Un article rédigé par Stéphane Longin - RCF Haute-Loire, le 26 janvier 2026 - Modifié le 26 janvier 2026

Entre son voyage autour du monde et sa plongée vingt mille lieues sous les mers, le célèbre Jules Verne a pris le temps d'écrire sur la Haute-Loire. Dans "La géographie illustrée de la France" sortie en 1879, l'écrivain dresse un portrait pas très glorieux des altiligériens. Sans s'attarder sur les terres vellaves, l'auteur de "Voyage au centre de la terre" s'autorise, à l'époque, à parler de "paysans apathiques" et d'une "paresse proverbiale" alors que les habitants des villes sont critiqués pour leurs mœurs discutables. 

Illustration de la Haute-Loire dans la "Géographie illustrée de la France"Illustration de la Haute-Loire dans la "Géographie illustrée de la France"
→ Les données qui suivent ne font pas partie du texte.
PR #948, opened 2021-06-04
clean up golang memory leaks

### LINKED ISSUE #944: Memory Leak in Golang
Hi OsoHQ,

Been enjoying the library, and I hope to use it for an authorization service, however I believe I found a memory leak in the Golang library.

## Setup

I was able to reproduce using the `oso-go-quickstart` example. I [forked that repo](https://github.com/bhb603/oso-go-quickstart) and the only changes I made were:
- upgraded to the latest oso  `v0.11.3 ->  v0.12.3` (https://github.com/bhb603/oso-go-quickstart/blob/main/go.mod#L5)
- added a policy:
    ```
    allow(actor: String, "GET", expense: Expense) if  
            expense.SubmittedBy = actor;
    ```
- [Dockerized](https://github.com/bhb603/oso-go-quickstart/blob/main/Dockerfile) the app and deployed it to a kubernetes cluster with [this simple deployment](https://github.com/bhb603/oso-go-quickstart/blob/main/k8s/deployment.yaml) (my ultimate use case would be to deploy in kubernetes, which is why I replicated that here)

## Testing

I have some load-testing tooling which can generate requests against the service. Since this quickstart example only has one endpoint, it just requests:
```
curl -H "user: alice@example.com" http://oso-go-quickstart.oso:5050/expenses/1
```
Which would check `oso.IsAllowed(User("alice@example.com"), "GET", expense)` and return:
```
HTTP/1.1 200 OK
Content-Length: 40
Content-Type: text/plain; charset=utf-8

Expense{{500 coffee alice@example.com}}
```

## Results

Memory Usage increases linearly when the service is under load, until it reaches the limit I set for the container (256M) at which point Kubernetes kills the container (OOMKIlled) and it restarts, producing the saw tooth graph below.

Si vous êtes altiligérien(e)s et que vous aimez les œuvres de Jules Verne. Il est possible qu'après la lecture de ces quelques lignes vous remisiez ses ouvrages sur l'étagère la plus haute de votre bibliothèque, à la merci de la poussière et de la lumière qui altèrent, au fil du temps, les plus belles couvertures. 

Il faut dire que l'écrivain n'y va pas de main morte lorsqu'il s'agit de nous décrire. Il commence par une petite mise en garde, en fonction du lieu où l'on habite on ne se ressemble pas beaucoup "le caractère des habitants de la Haute-Loire est aussi varié que le sol et le climat du département" écrit-il. Avant de décrire les vellaves comme des hommes et des femmes aux mœurs légères "vers le centre, l'habitant des villes, comme celui des campagnes, est franc, actif, industrieux, mais passionné pour les plaisirs turbulents et assez prompt aux rixes violentes".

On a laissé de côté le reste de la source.